(Stored data)
PR #3427, opened 2017-11-06
Open docs in new tab

microsoftsam:
Open docs in new page rather than the side docs.

### DIFF
--- a/webapp/src/projects.tsx
+++ b/webapp/src/projects.tsx
@@ -152,8 +152,11 @@ export class Projects extends data.Component<ISettingsProps, ProjectsState> {
                             window.open('https://youtu.be/' + scr.youTubeId, 'yt');
                         else if (/^https:\/\//i.test(scr.url)) // External video
                             window.open(scr.url, '_blank');
-                        else if (/^\//i.test(scr.url)) // Docs url, open in new tab
-                            window.open(scr.url, '_blank');
+                        else if (scr.url) // Docs url, open in new tab
+                            if (/^\//i.test(scr.url))
+                                window.open(scr.url, '_blank');
+                            else
+                                core.errorNotification(lf("Sorry, the project url looks invalid."));
                         else
                             this.props.parent.newEmptyProject(scr.name.toLowerCase(), scr.url);
                     }
--- a/webapp/src/projects.tsx
+++ b/webapp/src/projects.tsx
@@ -152,7 +152,7 @@ export class Projects extends data.Component<ISettingsProps, ProjectsState> {
                             window.open('https://youtu.be/' + scr.youTubeId, 'yt');
                         else if (/^https:\/\//i.test(scr.url)) // External video
                             window.open(scr.url, '_blank');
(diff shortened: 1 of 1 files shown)


webapp/src/projects.tsx
```diff
@@ -145,12 +145,14 @@ export class Projects extends data.Component<ISettingsProps, ProjectsState> {
...
                 default:
-                    const m = /^\/#tutorial:([a-z0A-Z0-9\-\/]+)$/.exec(scr.url);
+                    const m = /^\/#tutorial:([a-z0A-Z0-9\-\/]+)$/.exec(scr.url); // Tutorial
                     if (m) this.props.parent.startTutorial(m[1]);
                     else {
-                        if (scr.youTubeId && !scr.url)
+                        if (scr.youTubeId && !scr.url) // Youtube video
                             window.open('https://youtu.be/' + scr.youTubeId, 'yt');
-                        else if (/^https:\/\//i.test(scr.url))
+                        else if (/^https:\/\//i.test(scr.url)) // External video
```
pelikhan: both paths do the same... we should allow local urls (start with / or https urls only)

webapp/src/projects.tsx
```diff
@@ -152,7 +152,7 @@ export class Projects extends data.Component<ISettingsProps, ProjectsState> {
                             window.open('https://youtu.be/' + scr.youTubeId, 'yt');
                         else if (/^https:\/\//i.test(scr.url)) // External video
                             window.open(scr.url, '_blank');
-                        else if (scr.url) // Docs url, open in new tab
+                        else if (/^\//i.test(scr.url)) // Docs url, open in new tab
                             window.open(scr.url, '_blank');
                         else
                             this.props.parent.newEmptyProject(scr.name.toLowerCase(), scr.url);
```
pelikhan: probably just want to show a warning and ignore the URL.

webapp/src/projects.tsx
microsoftsam: Fixed

webapp/src/projects.tsx
microsoftsam: Cool. Done

microsoftsam:
@pelikhan ping for another look

webapp/src/projects.tsx
```diff
@@ -152,8 +152,11 @@ export class Projects extends data.Component<ISettingsProps, ProjectsState> {
...
                             window.open(scr.url, '_blank');
-                        else if (/^\//i.test(scr.url)) // Docs url, open in new tab
-                            window.open(scr.url, '_blank');
+                        else if (scr.url) // Docs url, open in new tab
+                            if (/^\//i.test(scr.url))
+                                window.open(scr.url, '_blank');
+                            else
+                                core.errorNotification(lf("Sorry, the project url looks invalid."));
                         else
                             this.props.parent.newEmptyProject(scr.name.toLowerCase(), scr.url);
```
pelikhan: scr.url should always be undefined here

**The problem**
Your answer must be the lines from the one containing "microsoftsam: Cool. Done" through the last line of the entries, copied exactly, with no other lines.

**Exercise output**
microsoftsam: Cool. Done

microsoftsam:
@pelikhan ping for another look

webapp/src/projects.tsx
```diff
@@ -152,8 +152,11 @@ export class Projects extends data.Component<ISettingsProps, ProjectsState> {
...
                             window.open(scr.url, '_blank');
-                        else if (/^\//i.test(scr.url)) // Docs url, open in new tab
-                            window.open(scr.url, '_blank');
+                        else if (scr.url) // Docs url, open in new tab
+                            if (/^\//i.test(scr.url))
+                                window.open(scr.url, '_blank');
+                            else
+                                core.errorNotification(lf("Sorry, the project url looks invalid."));
                         else
                             this.props.parent.newEmptyProject(scr.name.toLowerCase(), scr.url);
```
pelikhan: scr.url should always be undefined here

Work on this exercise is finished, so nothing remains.